Field and industry influence
8 / 10
The assessment recognises demonstrated effects on research, product development, care delivery or professional practice, with publicity alone carrying no weight.
Individual agency
9 / 10
Named authorship and the documented role of Postdoctoral Researcher in Cardiovascular Medicine establish individual responsibility while preserving credit for collaborators.
Durability and trajectory
4 / 5
The cited work forms part of a continuing programme, platform or research trajectory rather than a single uncompleted announcement.
Asian significance and global relevance
5 / 5
The Asian connection is material to the person's identity, operating base or populations served: Palestinian researcher educated in the United Arab Emirates and working in the United Kingdom.
Clinical and scientific validity
6.3 / 7
Clinical and scientific validity is calibrated to large-cohort translational biomarker research, with the profile retaining the evidence boundary attached to the result.

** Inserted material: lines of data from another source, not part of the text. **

PR #988, opened 2020-10-28
Correct lifetimes in anagrams_for signature

BeatButton:
A completed solution will otherwise fail to compile, since the `HashSet` that's returned uses the `&str` references from within `possible_anagrams`.

The proposed signature is also used in [the example solution](https://github.com/exercism/rust/blob/d536862ce3eeaf2fe891e62160bb245f7a8ee79a/exercises/anagram/example.rs#L9).

### DIFF
--- a/exercises/anagram/src/lib.rs
+++ b/exercises/anagram/src/lib.rs
@@ -1,6 +1,6 @@
 use std::collections::HashSet;
 
-pub fn anagrams_for<'a>(word: &str, possible_anagrams: &[&str]) -> HashSet<&'a str> {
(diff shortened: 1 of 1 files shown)


coriolinus:
Prefer to avoid this. One of the goals of this exercise is to teach students what a lifetime error is, and how to fix it. Providing a complete compiling example demonstrates what the lifetimes should look like, which provides much less educational value than figuring it out for oneself.

BeatButton:
Oh, I had assumed that since the exercise instructions made no mention of lifetimes that they weren't a relevant part of the instruction.

coriolinus:
Yeah, the exercise could probably do with a hint about that.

Safety, quality and responsible governance
6.3 / 7
Safety and governance credit reflects accurate regulatory language, study limitations, data stewardship and the refusal to turn early evidence into clinical certainty.
Translation and care-pathway fit
5.4 / 6
The work is scored for its demonstrated fit with a laboratory, regulatory, clinical, operational or public-health pathway, not for projected future adoption.
Access, equity and resource stewardship
4.5 / 5
Access credit reflects documented reach, capacity, affordability or inclusion while distinguishing service volume from proven clinical outcome.